Using the listing below, select the lines with the word "visibleTodos" and copy them.

→ **Material shown**:

........

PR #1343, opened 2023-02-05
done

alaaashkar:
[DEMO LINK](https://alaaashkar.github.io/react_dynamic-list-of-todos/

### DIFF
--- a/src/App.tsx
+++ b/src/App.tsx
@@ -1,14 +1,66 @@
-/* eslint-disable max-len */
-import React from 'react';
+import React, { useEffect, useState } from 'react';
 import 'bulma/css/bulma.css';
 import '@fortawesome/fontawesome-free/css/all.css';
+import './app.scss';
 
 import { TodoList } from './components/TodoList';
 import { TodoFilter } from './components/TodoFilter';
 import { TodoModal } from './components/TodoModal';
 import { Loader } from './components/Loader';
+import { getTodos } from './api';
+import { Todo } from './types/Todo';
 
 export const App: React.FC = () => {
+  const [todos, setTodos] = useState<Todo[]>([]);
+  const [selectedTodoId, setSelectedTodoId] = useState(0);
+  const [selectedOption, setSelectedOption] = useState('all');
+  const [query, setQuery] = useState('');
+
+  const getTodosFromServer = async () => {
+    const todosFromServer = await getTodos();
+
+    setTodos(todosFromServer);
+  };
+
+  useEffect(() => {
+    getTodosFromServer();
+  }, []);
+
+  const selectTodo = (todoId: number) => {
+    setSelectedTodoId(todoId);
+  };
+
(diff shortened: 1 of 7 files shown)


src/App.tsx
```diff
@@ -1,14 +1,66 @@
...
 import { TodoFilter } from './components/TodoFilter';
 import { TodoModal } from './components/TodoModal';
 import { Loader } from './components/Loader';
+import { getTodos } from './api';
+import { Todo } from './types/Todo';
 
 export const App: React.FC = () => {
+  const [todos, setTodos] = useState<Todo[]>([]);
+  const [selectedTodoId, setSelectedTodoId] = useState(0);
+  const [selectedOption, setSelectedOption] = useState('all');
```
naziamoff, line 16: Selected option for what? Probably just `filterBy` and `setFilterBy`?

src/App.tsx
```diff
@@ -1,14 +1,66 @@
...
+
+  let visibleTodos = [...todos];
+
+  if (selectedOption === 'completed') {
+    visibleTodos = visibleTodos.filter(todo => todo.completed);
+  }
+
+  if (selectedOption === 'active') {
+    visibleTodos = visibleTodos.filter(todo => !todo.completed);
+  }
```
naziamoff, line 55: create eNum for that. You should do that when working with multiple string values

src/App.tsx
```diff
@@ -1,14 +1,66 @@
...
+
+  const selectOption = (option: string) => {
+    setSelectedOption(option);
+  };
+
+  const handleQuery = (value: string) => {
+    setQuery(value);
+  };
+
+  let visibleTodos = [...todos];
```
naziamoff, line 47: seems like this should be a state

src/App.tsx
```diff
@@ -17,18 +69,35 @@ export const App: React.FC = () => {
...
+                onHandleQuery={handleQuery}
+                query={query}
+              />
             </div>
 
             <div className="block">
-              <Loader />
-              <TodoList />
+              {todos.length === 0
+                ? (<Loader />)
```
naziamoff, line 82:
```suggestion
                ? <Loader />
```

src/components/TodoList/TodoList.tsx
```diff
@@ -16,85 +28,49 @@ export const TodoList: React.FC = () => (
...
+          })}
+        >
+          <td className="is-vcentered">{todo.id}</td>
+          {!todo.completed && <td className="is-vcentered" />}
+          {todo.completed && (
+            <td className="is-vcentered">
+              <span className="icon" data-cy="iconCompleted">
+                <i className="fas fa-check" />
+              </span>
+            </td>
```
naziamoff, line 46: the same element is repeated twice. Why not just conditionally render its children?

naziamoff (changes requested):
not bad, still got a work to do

........

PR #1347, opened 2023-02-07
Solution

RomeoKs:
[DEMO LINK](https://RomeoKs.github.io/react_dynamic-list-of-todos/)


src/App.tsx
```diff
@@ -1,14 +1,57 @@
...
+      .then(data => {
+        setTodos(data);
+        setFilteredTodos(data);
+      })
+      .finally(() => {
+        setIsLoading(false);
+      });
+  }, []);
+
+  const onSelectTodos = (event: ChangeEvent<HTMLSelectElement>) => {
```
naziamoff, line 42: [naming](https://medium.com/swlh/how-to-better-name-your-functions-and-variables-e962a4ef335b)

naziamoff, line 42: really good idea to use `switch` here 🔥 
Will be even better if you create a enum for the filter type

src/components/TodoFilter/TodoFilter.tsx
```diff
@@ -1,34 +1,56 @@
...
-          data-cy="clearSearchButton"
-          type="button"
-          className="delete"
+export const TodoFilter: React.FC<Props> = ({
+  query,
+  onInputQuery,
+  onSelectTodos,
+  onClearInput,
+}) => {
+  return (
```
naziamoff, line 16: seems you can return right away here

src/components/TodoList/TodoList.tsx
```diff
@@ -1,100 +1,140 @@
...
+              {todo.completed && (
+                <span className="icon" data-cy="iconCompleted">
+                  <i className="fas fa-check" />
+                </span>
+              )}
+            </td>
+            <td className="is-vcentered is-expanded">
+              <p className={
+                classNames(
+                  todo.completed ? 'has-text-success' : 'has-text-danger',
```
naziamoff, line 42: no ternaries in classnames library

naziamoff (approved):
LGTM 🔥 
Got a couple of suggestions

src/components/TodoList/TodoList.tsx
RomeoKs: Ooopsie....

........

→ **Written answer**:
+  let visibleTodos = [...todos];
+    visibleTodos = visibleTodos.filter(todo => todo.completed);
+    visibleTodos = visibleTodos.filter(todo => !todo.completed);
+  let visibleTodos = [...todos];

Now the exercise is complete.